Rice Transition to SLURM
February 18, 2020 8:00am – February 19, 2020 2:00pm
Work to transition Rice to SLURM has been completed. The cluster has been returned to production at this time.
UPDATE: February 18, 2020 5:59pm
Work is progressing well on upgrading Rice to Slurm! This will continue on into tomorrow as scheduled.
ORIGINAL: January 28, 2020 10:39am
Rice will be transitioning to a new batch scheduler on Tuesday, February 18th, 2020! This is a necessary upgrade and will require faculty and students to modify how they interact with the batch system. Please review the information below prior to this transition to ensure your work is not interrupted.
Rice will be switching from the PBS-based Torque/Moab scheduler to the newer SLURM scheduler. SLURM will offer additional features, reduce operating costs in the long-run, and is the leading scheduler amongst peer institutions.
Don’t wait though! You can test your scripts and try out SLURM today! You can already log in to a testing environment for you to explore SLURM and the impact it will have on your work. Access this testing cluster, by ThinLinc at https://desktop.mack.rcac.purdue.edu or by SSH to mack.rcac.purdue.edu. Please be aware this environment is small, so to ensure everyone can test their scripts and try out SLURM, do not try to run any serious work on the testing cluster.
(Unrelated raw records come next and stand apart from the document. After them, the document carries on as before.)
PR #2559, opened 2019-07-04
Pt sc ws accept any initiator

uwiger:
See [PT #167089835](https://www.pivotaltracker.com/story/show/167089835)

This PR is based on #2558 (which should be merged first) and adds type checking support in the WS API (`sc_ws_handler.erl`) for setting `"initiator_id"` to `"any"` if `"role": "responder"`. A test case was added in `aehttp_integration_SUITE`.


uwiger:
Rebased against latest master (3.3.0) and added release notes

PR #2560, opened 2019-07-05
Pt 165674014 sc ws handle missing accounts

velzevur:
[SC WS: handle missing accounts](https://www.pivotaltracker.com/story/show/165674014)

This actually grew orthogonally, covering not only missing participants but also invalid numbers as well

### DIFF
--- a/apps/aechannel/src/aesc_fsm.erl
+++ b/apps/aechannel/src/aesc_fsm.erl
@@ -456,8 +456,8 @@ init_checks(Opts) ->
               end
               ],
     case aeu_validation:run(Checks) of
-        {error, Err} ->
-            {error, Err};
+        {error, _Reason} = Err ->
+            Err;
         ok ->
             ok
     end.
--- a/apps/aechannel/src/aesc_fsm.erl
+++ b/apps/aechannel/src/aesc_fsm.erl
@@ -420,23 +420,46 @@ set_ongoing(D) ->
 
 initiate(Host, Port, #{} = Opts0) ->
     lager:debug("initiate(~p, ~p, ~p)", [Host, Port, Opts0]),
-    Opts = maps:merge(#{client => self()}, Opts0),
-    case check_amounts(Opts) of
+    Opts = maps:merge(#{client => self(),
+                        role   => initiator}, Opts0),
+    case init_checks(Opts) of
         ok ->
             start_link(#{ host => Host
                         , port => Port
-                        , opts => Opts#{role => initiator} });
+                        , opts => Opts });
         {error, _Reason} = Err -> Err
     end.
 
 respond(Port, #{} = Opts0) ->
     lager:debug("respond(~p, ~p)", [Port, Opts0]),
-    Opts = maps:merge(#{client => self()}, Opts0),
-    case check_amounts(Opts) of
+    Opts = maps:merge(#{client => self(),
+                        role   => responder}, Opts0),
+    case init_checks(Opts) of
         ok ->
             start_link(#{ port => Port
-                        , opts => Opts#{role => responder} });
+                        , opts => Opts });
         {error, _Reason} = Err -> Err
+    end.
+
+init_checks(Opts) ->
+    #{initiator   := Initiator,
+      responder   := Responder,
+      role        := Role,
+      lock_period := LockPeriod} = Opts,
+    Checks = [fun() -> check_amounts(Opts) end,
+              fun() -> check_accounts(Initiator, Responder, Role) end,
+              fun() ->
+                  case LockPeriod < 0 of
+                      true -> {error, lock_period_too_low};
+                      false -> ok
+                  end
+              end
+              ],
+    case aeu_validation:run(Checks) of
+        {error, Err} ->
+            {error, Err};
+        ok ->
+            ok
     end.
 
 upd_transfer(_Fsm, _From, _To, Amount) when Amount < 0 ->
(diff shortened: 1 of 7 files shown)


apps/aehttp/test/aehttp_sc_SUITE.erl
```diff
@@ -2266,7 +2268,11 @@ sc_ws_dont_open_ga(Config) ->
     RAmt = 4,
 
     ChannelOpts = channel_options(IPubkey, RPubkey, IAmt, RAmt, #{}, Config),
-    {error, rejected} = channel_ws_start(initiator, maps:put(host, <<"localhost">>, ChannelOpts), Config),
+    {ok, IPid} = channel_ws_start(initiator, maps:put(host, <<"localhost">>, ChannelOpts), Config),
+    %% although connection is established, it dies instnatly as the
+    %% participant is a GA
+    timer:sleep(100),
+    undefined = process_info(IPid),
```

We will also be hosting in-person SLURM transition training/help sessions every Friday during the transition from 2:00-3:30pm in the Envision Center, and are available the other four days a week from 2:00-3:00pm at various locations around campus for drop-ins at our Coffee Hour Consultations.
In order to transition, the Rice cluster will be down for a longer maintenance than normal, beginning on Tuesday, February 18th, 2020 at 8:00am. The cluster will not return to full production until Wednesday, February 19th, 2020 at 2:00pm. Any PBS jobs which request a walltime which would take them past Tuesday morning will not begin, and due to the batch scheduler change, any jobs in the queue which have not run before the maintenance must be deleted as part of the change.